TASK ITEM
From the records below, please repeat exactly the line that has "- Handles setting", the line that has "cross platform way.", and every line between them, and nothing else.

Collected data
Issue #850, opened 2024-02-17
Compile to JavaScript and drop runtime dependency on tsx


mbostock:
I love tsx during development, but I think we should compile to JavaScript on publish and drop the runtime dependency. This would allow us to support Node 18+ instead of requiring Node 20.6+, and it would fix confusing errors such as #847. It would just be “fewer moving parts” and more robust, and it shouldn’t be too technically challenging to run esbuild or tsc or whatever on publish.

mbostock:
Some things I learned so far in #963:

- Use `find` instead of glob (ref. https://github.com/evanw/esbuild/issues/263#issuecomment-660405381)
- Drop `--target=esnext` because [it’s the default](https://esbuild.github.io/api/#target)
- Add `--platform=node` because we’re not [building for the browser](https://esbuild.github.io/api/#platform)

In general it seems to work well, but the fact that the generated sources live in a different directory I think are going to cause problems for methods such as `getClientPath` which assume they are in `src/client/`. I also would like our testing and local development environment to be as close as possible to what we publish, so that we are less likely to have issues that only affect the published distribution. esbuild has some lovely built-in watch and serving features for local development, which makes me wonder if we couldn’t just drop tsx entirely? But I also want to minimize churn, so my primary goal for this week is to get a no-tsx distribution working.

Issue #783, opened 2024-02-14
Things break when a file name contains emoji


dunstan:
I put an emoji in the filename and the preview of the emoji page rendered but the command line wasn't happy. I was also able to deploy it, but when I tried to view the emoji page on staging I got a "not found" error.

What do we think should happen here? Is this a bug?

<img width="1032" alt="Screenshot 2024-02-13 at 15 26 40" src="https://github.com/observablehq/framework/assets/1316196/dade147e-7bbe-4884-8a13-da815fc5d338">
<img width="1112" alt="Screenshot 2024-02-13 at 15 27 29" src="https://github.com/observablehq/framework/assets/1316196/8392eae0-7785-4362-9188-68aeed8ef1e1">

![Screenshot 2024-02-13 at 15 26 35](https://github.com/observablehq/framework/assets/1316196/a5df91e9-dbb7-42eb-a2bc-f023187d5118)

![image (20)](https://github.com/observablehq/framework/assets/1316196/44c60e6e-c5b3-4a60-a8a3-88adcf05296f)

@Fil [also notes that he can put a < character in a file name](https://observablehq.slack.com/archives/C05UDG0BRDY/p1707866315692459).

Fil:
related #778

PR #881, opened 2024-02-20
Distinguish between URL paths and file paths at the type level

mythmon:
This is an attempt to improved Windows support. The idea here is that we can use TypeScript to tag some strings as being either `FilePath`s or `UrlPath`s. From there we can make a series of helpers around the Node filesystem and path functions that are stricter about which one they take.

I'm putting this up as a draft now to get some early feedback about this approach. I think there is some inherent boilerplate here to tag strings as the two types. I think there may also be some boilerplate in this PR that we could get rid of. Any comments or suggestions about how we could improve this are welcome!

As of now, I have all the tests passing on Windows locally.

Besides the path annotations, I've introduced some libraries to ease in cross-platform compatibility:
- `cross-env` - Handles setting environment variables inline in `package.json` scripts
- `rimraf` - A cross platform `rm`-like tool
- `cross-spawn` - For executing files more easily in a cross platform way.

I'm not sure how we can get `.sh` data loaders working, so for now I've simply disabled those tests on Windows. I think we can save that for another PR.

In order for our snapshot tests to work, I added a `.gitattributes` file that insists on posix-style line endings everywhere. I based that off of [these GitHub docs](https://docs.github.com/en/get-started/getting-started-with-git/configuring-git-to-handle-line-endings) and [this blogpost](https://adaptivepatchwork.com/2012/03/01/mind-the-end-of-your-line/).

---

# To Test

- Check out this branch
- Run `yarn install` to update packages
- Run `yarn observable create` to create a new project
- `cd` into the project directory
- Edit the project to use the branch instead of the npm published version of Framework:
  - `yarn remove @observablehq/framework`
  - `yarn add link:..`
- Use Framework with commands like `yarn dev`, `yarn build`, `yarn observable login` and `yarn deploy`.


Fil (commented):
two small questions for now

src/config.ts
```diff
@@ -49,16 +50,16 @@ export interface Config {
   search: boolean; // default to false
 }
 
-export async function readConfig(configPath?: string, root?: string): Promise<Config> {
+export async function readConfig(configPath?: FilePath, root?: FilePath): Promise<Config> {
   if (configPath === undefined) return readDefaultConfig(root);
-  const importPath = join(process.cwd(), root ?? ".", configPath);
+  const importPath = "file:///" + filePathToUrlPath(fileJoin(process.cwd(), root ?? ".", configPath));
```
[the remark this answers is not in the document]
mythmon: I'm not quite sure what you mean. The original version already called `join(process.cwd(), ...)`, so the `importPath` would be an absolute path. Windows _does_ insist on `file://` protocol here, but I think there is a relative form we could use.

src/brandedPath.ts
```diff
@@ -0,0 +1,101 @@
...
+}
+
+export function unFilePath(path: FilePath | string): string {
+  return path as unknown as string;
+}
+
+export function unUrlPath(path: UrlPath | string): string {
+  return path as unknown as string;
+}
+
```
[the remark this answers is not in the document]
mythmon: One thing that I was disappointed about was that I couldn't figure out how to safely tell TypeScript that `UrlPath` and `FilePath` were actually just type safe strings. If we remove the overrides of `replace` and similar in the definitions of the path types, it can understand it, but then we erase types when working on the path.

I think if we wanted to eliminate these functions, we'd have to inline the `as unknown as string` text everywhere we call this function. I chose not to do that because I treat `as`-casts as dangerous code. I'd prefer to isolate it to as few places as possible. Then those isolated places can be thoroughly vetted, either through tests or through reading the code. In this case the cast is trivial to verify, so just having this function is enough.

I agree though that I would prefer some better way to do this, like maybe a "type level function". I don't know of one though.

Fil (commented):
If I understand correctly, this PR includes 3 changes that are almost independent:
1. generalizes some system call (`rimraf` and `cross-env`)
2. types all paths as either `filePath` or `urlPath`
3. carries `path.sep` into the internal representation of file paths

(It also adds platform-specific tests—in CI, and in unit tests.)

Generalizations/abstractions seem like the right thing to do. Adding platform-specific tests is obviously needed.

For step 2, I think it's great that you're typing these paths as "filesystem path" or "url path", as it helps bring clarity to the code, where it's easy otherwise to get a bit confused between what the paths are for. It certainly helps with step 3. However in my mind it's almost an orthogonal concern.

Step 3 feels overwhelming. Our app code now sees different strings depending on the OS it runs on, and has to reason about them differently. On windows, file paths will be a string `docs\sub\file.md`, and on linux an macos it will be `docs/sub/file.md`. This representation is carried throughout, meaning that at every step we need to convert between filepath and urlpath (which always use `/`). In a sense, now every line of code needs to know about windows.

Could we consider an approach where we would _normalize the internal representation_ of all paths to forward slashes, and adapt/convert only when talking to the filesystem? Basically an abstraction layer on top of fs that would use `/`-delimited paths as inputs and outputs, restricting the use of `\` to the underlying OS calls.

An analogy that comes to mind is to use an ORM if we want to talk to different database flavors. If that is possible, it means we could do a much smaller step 3.

More importantly, when some logic needs to reason about a path, say "if this file is foo/bar, do something", it can be written directly rather than having to call conversion functions. For a concrete example: when we create the search index (in `search.ts`), we attribute an `id` to each page, which corresponds to its relative path to the docs root. That id is also used as a `link[href]` when we present the results in the browser. I’d rather keep this logic insulated from having to care about windows-style paths.

If that approach proves possible, we could even skip step 2 altogether for now (and do it separately later, independently of windows support).

We could also land step 1 separately.

Finally, abstracting `fs` might also help with unicode file names (for international text or even emoji #783).

src/config.ts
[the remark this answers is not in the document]
Fil: Ah yes it was already absolute. As a nit if we must start with`file:///` we should add only two `//` since the third one is the first char of `process.cwd()`. Currently I see 4 of them :)

`file:////Users/fil/Source/framework/observablehq.config.js`

mythmon:
Thanks for the comments, Fil.

Your first two summary points I agree with. I'm not sure if it makes sense to split 1 out, since the project is still quite broken even with those changes in place.

I don't quite agree about the third though. `path.sep` was already in the internal representation of these paths when running on Windows. However, it was there in an uncontrolled, chaotic way. When working through the test cases, I occasionally found paths like `foo/bar\baz` where different slashes had been mixed within one path. What this PR does is make the existing code explicitly handle that.

I like the idea of using internally normalized paths.

For me the biggest hurdle is that it would require writing wrappers around all of `node:path` and `node:fs`. However, as a part of this implementation I ended up writing writing these kind of wrappers anyways in the form of the branded path and fs modules.

The other concern I have is about the appropriateness of abstraction. Framework has to deal with both files and HTTP very directly. There are a few places where we need to understand the differences between win32 and posix paths. I'm not sure if that is fundamental complexity, or if we would prefer to work in an abstracted space where we don't have to worry about it.

Given that, I plan to continue with this "slash-aware" version, and get it passing in CI. After I'm done with that, I can explore the idea of internally normalized paths, if someone else doesn't beat me to it.

Regarding the `FilePath`/`UrlPath` annotations: Given that the work is fundamentally done in that area, I think it would make sense to keep it. Even when we aren't mixing slashes, it made the intent of some of the code clearer for me.

Fil:
> path.sep was already in the internal representation

Claro. (I did not mean to imply that it was working before.) My question is whether we can control it at the file system interface, and continue ignoring it in the app code (but, confident in that it is safe and controlled).

test/dataloaders-test.ts
```diff
@@ -1,95 +1,98 @@
...
-        "[stale] "
-      ]
-    );
-  });
+  };
+  const loader = Loader.find(FilePath("test"), FilePath("dataloaders/data1.txt"))!;
+  // save the loader times.
+  const {atime, mtime} = await stat(loader.path);
+  // set the loader mtime to Dec. 1st, 2023.
+  const time = new Date("2023-11-01");
```
mythmon, line 63: I changed this from "seconds since epoch" to a Date because non-date values throw an error on Windows: https://github.com/nodejs/node/issues/5561#issuecomment-192306799

examples/eia/docs/data/eia-bia-reference.csv
mythmon, line 1: I converted this file to use LF endings instead of CRLF. If modifying this file isn't ok, I could add an exception to `.gitattributes` for it.

mythmon:
With this branch, I was able to create, preview, build, login, and deploy in Windows. It's a big change, but I think most of the changes only affect their immediate area.  It works for me, and it works on CI, though I would certainly appreciate more testing on this, both on Windows machines as well as Non-Windows.

I'm going to start another PR based on this to explore Fil's idea of using forward slashes everywhere internally, and only converting to OS-correct paths at the last moment.

src/brandedPath.ts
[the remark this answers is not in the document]
visnup: All of the wrapping worries me, but I can't express why. It feels excessive or invasive maybe? I'm definitely wishing we didn't have to do it.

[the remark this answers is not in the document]
mythmon: This pattern, of having a new type that is just an existing type with a new name is something that I've used in other languages. In those languages there are often nice features built into the language that help make this easier, like implicit conversion, operator overloading, and monad-style-map. TypeScript doesn't really give us any of those things, so it is all a bit clunky.

I could imagine taking out most of these wrappers now (except for the places where we need slash conversion). I don't know how we would prevent new changes to the code base from getting it wrong in the future. Maybe just test coverage and Windows in CI? That feels much less robust than TypeScript to me.

GordonSmith:
Just a lurker here - and don't want to get into the whole functional v OOP debate - but wouldn't this change be a lot cleaner with a FilePath Class and more use of the Node URL Class?

mythmon:
@GordonSmith thanks for the comments. I'm not sure if a class based approach would help. The original intent was to do this entirely at the TypeScript, except where conversion was needed. It would be nice if this had as little runtime overhead as possible. I'm not sure how well that worked out though. I think that a class would only be a change of "spelling" without really changing the overall cleanliness.

I'm working on an alternative approach that fill Fil recommended that doesn't use any wrapping at all. I think it is promising, but we'll see once I get it working.

As for the URL class, as far as I know that requires full, absolute URLs, including hostname. I don't think that would work well here.

.gitattributes
mbostock, line 1: I think we should disable autocrlf.

```
* text=false
```

bin/observable-init.js
mbostock, line 1: I want to remove our runtime dependency on tsx. #850 Also, we’ll need the same fix in the `@observablehq/create` repo.

examples/eia/docs/data/eia-bia-reference.csv
mbostock, line 1: Let’s leave these as-is to minimize this PR.

package.json
```diff
@@ -92,6 +94,7 @@
     "c8": "^8.0.1",
     "chai": "^4.3.10",
     "chai-http": "^4.4.0",
+    "cross-env": "^7.0.3",
```
mbostock, line 97: If this is in `dependencies` already, we shouldn’t also need it in `devDependencies`.

```suggestion
```

mythmon:
Closing in favor of #944.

EXERCISE RESULT
- `cross-env` - Handles setting environment variables inline in `package.json` scripts
- `rimraf` - A cross platform `rm`-like tool
- `cross-spawn` - For executing files more easily in a cross platform way.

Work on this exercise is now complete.